I was reading Tuesday's Lectionary Leanings over at RevGalBlogPals. One of the commentors said she was going to use Psalm 23 as her sermon basis, but was going to put the word "because" in front of it. I thought that was an interesting idea, so here is my "cause and effect" version of Psalm 23.

Because you are my shepherd, I shall not want.

Because you make me to take rest in green pastures, because you lead me beside still waters, you restore my soul.

Because you lead me in right paths, because you are God, and you can do no less, even when I walk through the darkest valley, I fear no evil.

Because you are with me, because your rod guides me and and your staff protects me, I find comfort.

Because you prepare a table before me, I can sit and eat with my enemies.

Because you anoint my head with oil, my cup overflows.

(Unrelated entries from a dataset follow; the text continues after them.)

PR #30472, opened 2023-05-04
Launchpad: migrate business logic to Task definitions

mattwiebe:
See Automattic/wp-calypso#75504

## Proposed changes:
This finishes work begun in #30397 to consolidate all task-completing logic from the old mu-plugin to the Task registry, using `add_listener_callback`.

### Other information:

- [x] Have you written new tests for your changes, if applicable? **Fixed tests **

## Jetpack product discussion
n/a

No.

## Testing instructions:

1. apply this to your wpcom sandbox
2. sandbox `public-api.wordpress.com`
3. sandbox the URL of the site **you create before you create it** (eg `wiebelaunchpadwrite.wordpress.com`)

With each type of Launchpad-supporting site, go through the full flow and ensure that:

1. All tasks are marked off when they should be
2. Launching works

## Known issues
The VideoPress upload detector does not work properly. I've added a workaround in 284c921e4726976fec70ddd12281e69d5376652e that mimics the old mu-plugin logic that worked. Unfortunately this can't be tested until this lands in production because it needs to be on job servers.

### DIFF
--- a/projects/packages/jetpack-mu-wpcom/changelog/update-migrate-launchpad-business-logic
+++ b/projects/packages/jetpack-mu-wpcom/changelog/update-migrate-launchpad-business-logic
@@ -1,0 +1,4 @@
+Significance: minor
+Type: changed
+
+Migrates Launchpad business logic from the mu-plugin to being defined by tasks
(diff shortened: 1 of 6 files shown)


Addison-Stavlo (commented):
tested with most recent changes for:

✅ Free, Write, Build, Newsletter, Link-in-bio flows
❌  videopress upload video task doesnt seem to be working.

syncing this jetpack build to sandbox
sandboxing public-api and test sites
preventing previous wpcom_launchpad class from initializing (shouldnt be necessary but extra safety)

more testing discussion context in this slack thread p1683237029135389-slack-CHN6J22MP

Addison-Stavlo:
The videopress changes seem like they should work.  Matt mentions a related idea here p1683312690247109/1683237029.135389-slack-CHN6J22MP they they may require being in production.

Addison-Stavlo (approved):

Because of you and your love for me, goodness and mercy shall follow me all the days of my life, and I shall dwell in your house, forever.


Monday, April 19, 2010

Inviting Guests

Remember the parable of the Wedding Banquet in Matthew 22?

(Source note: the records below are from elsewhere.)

PR #30473, opened 2023-05-05
Fix notices background

n3f:
Fixes the notices background:

image

### DIFF
--- a/projects/plugins/jetpack/extensions/blocks/subscriptions/settings.scss
+++ b/projects/plugins/jetpack/extensions/blocks/subscriptions/settings.scss
@@ -18,6 +18,10 @@
 .edit-post-post-visibility {
 	&__notice {
 		margin: 0;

Go to the street corners and invite to the banquet anyone you find.' 10So the servants went out into the streets and gathered all the people they could find, both good and bad, and the wedding hall was filled with guests. Verse 9
Last weekend, our United Methodist Men sponsored and prepared a free breakfast at our church for the homeless veterans in our town. They cooked and worked, but no one came. Who knows why, but for this story, the why is not that important.

Looking at the food, and the lack of guests, one of the men got in his truck and drove around town, inviting those he saw on the street to come to breakfast. Thirteen men took him up on the offer, and came to church to eat. They probably were homeless (although not veterans), and they sat with our UMM, enjoying abundant food and conversation.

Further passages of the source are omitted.